_PROMPT:_ Among the lines below, restate word for word only those from the line with "how to do that" through the line with "thanks @joewiz. Actually", with both end lines kept.

/---

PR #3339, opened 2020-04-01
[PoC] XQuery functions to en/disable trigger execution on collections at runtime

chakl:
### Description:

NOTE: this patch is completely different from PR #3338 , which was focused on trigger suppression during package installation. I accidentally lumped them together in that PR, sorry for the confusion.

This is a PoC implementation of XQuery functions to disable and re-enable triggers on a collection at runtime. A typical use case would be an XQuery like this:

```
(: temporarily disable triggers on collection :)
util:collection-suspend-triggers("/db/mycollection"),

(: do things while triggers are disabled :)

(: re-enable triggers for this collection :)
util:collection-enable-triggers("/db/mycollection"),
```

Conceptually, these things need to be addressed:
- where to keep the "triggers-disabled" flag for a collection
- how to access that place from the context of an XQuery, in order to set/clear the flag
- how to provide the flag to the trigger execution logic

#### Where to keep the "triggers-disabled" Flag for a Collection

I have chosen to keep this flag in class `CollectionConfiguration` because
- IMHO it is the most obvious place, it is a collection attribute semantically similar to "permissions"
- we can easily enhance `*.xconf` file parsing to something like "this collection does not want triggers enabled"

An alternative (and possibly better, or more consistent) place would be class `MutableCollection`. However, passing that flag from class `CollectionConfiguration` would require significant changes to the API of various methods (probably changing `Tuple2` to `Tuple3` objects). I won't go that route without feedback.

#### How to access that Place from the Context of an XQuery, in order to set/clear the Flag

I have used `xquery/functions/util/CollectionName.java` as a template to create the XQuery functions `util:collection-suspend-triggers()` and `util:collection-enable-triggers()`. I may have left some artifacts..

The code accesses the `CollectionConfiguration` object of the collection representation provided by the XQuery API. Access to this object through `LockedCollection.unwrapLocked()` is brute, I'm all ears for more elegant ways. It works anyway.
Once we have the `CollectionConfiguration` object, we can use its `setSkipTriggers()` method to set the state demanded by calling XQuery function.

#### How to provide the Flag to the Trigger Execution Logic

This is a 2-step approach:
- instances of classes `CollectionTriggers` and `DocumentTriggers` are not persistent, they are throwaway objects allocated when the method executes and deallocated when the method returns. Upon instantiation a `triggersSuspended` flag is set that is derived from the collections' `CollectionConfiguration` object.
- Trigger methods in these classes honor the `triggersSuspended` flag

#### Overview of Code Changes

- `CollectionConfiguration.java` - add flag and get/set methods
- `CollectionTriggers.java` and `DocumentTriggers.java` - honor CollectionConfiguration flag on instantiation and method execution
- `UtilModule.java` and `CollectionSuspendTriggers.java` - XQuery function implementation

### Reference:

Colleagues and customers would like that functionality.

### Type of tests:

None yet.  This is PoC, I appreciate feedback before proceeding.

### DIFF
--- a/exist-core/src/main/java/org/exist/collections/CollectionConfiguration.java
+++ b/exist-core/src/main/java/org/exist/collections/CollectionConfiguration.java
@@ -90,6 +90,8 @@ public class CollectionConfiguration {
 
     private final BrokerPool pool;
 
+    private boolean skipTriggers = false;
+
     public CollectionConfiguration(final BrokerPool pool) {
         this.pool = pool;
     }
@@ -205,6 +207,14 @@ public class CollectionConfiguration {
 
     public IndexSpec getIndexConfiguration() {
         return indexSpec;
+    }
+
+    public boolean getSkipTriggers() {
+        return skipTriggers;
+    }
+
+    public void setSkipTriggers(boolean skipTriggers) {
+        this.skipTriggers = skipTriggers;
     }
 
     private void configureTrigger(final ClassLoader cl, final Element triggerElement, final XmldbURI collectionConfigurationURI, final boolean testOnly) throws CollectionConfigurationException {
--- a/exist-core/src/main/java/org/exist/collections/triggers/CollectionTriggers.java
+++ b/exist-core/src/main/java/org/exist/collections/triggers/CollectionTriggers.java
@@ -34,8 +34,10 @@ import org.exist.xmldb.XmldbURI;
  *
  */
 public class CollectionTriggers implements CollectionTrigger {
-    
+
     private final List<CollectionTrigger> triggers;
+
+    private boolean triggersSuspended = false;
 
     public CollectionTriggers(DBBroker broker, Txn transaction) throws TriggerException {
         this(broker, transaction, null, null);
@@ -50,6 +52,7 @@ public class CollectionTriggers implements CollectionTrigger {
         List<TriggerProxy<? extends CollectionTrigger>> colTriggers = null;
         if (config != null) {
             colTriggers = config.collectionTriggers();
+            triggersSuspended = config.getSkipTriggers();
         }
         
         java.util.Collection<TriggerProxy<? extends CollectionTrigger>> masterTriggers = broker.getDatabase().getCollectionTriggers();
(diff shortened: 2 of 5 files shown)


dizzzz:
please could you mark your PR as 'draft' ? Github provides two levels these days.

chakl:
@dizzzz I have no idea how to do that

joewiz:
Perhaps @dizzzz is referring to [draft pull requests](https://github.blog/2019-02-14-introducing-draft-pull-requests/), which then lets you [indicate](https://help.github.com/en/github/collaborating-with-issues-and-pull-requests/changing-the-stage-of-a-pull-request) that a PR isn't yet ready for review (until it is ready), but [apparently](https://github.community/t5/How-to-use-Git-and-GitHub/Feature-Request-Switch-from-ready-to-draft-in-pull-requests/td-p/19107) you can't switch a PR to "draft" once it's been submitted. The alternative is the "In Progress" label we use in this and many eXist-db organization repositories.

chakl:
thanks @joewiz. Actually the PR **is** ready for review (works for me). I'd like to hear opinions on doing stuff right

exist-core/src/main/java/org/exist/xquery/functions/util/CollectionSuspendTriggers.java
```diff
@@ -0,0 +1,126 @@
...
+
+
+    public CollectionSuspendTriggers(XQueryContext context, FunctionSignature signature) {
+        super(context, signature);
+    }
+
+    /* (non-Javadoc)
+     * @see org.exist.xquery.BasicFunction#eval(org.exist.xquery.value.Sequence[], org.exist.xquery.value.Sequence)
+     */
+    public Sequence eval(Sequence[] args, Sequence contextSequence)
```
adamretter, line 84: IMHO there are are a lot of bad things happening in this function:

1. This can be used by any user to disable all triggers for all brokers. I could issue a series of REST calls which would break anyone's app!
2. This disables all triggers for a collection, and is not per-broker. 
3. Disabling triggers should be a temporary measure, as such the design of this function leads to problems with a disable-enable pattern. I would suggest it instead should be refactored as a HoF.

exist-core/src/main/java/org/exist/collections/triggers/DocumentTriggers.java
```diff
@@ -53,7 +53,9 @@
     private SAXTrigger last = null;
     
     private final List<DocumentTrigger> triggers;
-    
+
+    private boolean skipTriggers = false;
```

\---

_SOLUTION FOR THIS PROBLEM:_
@dizzzz I have no idea how to do that

joewiz:
Perhaps @dizzzz is referring to [draft pull requests](https://github.blog/2019-02-14-introducing-draft-pull-requests/), which then lets you [indicate](https://help.github.com/en/github/collaborating-with-issues-and-pull-requests/changing-the-stage-of-a-pull-request) that a PR isn't yet ready for review (until it is ready), but [apparently](https://github.community/t5/How-to-use-Git-and-GitHub/Feature-Request-Switch-from-ready-to-draft-in-pull-requests/td-p/19107) you can't switch a PR to "draft" once it's been submitted. The alternative is the "In Progress" label we use in this and many eXist-db organization repositories.

chakl:
thanks @joewiz. Actually the PR **is** ready for review (works for me). I'd like to hear opinions on doing stuff right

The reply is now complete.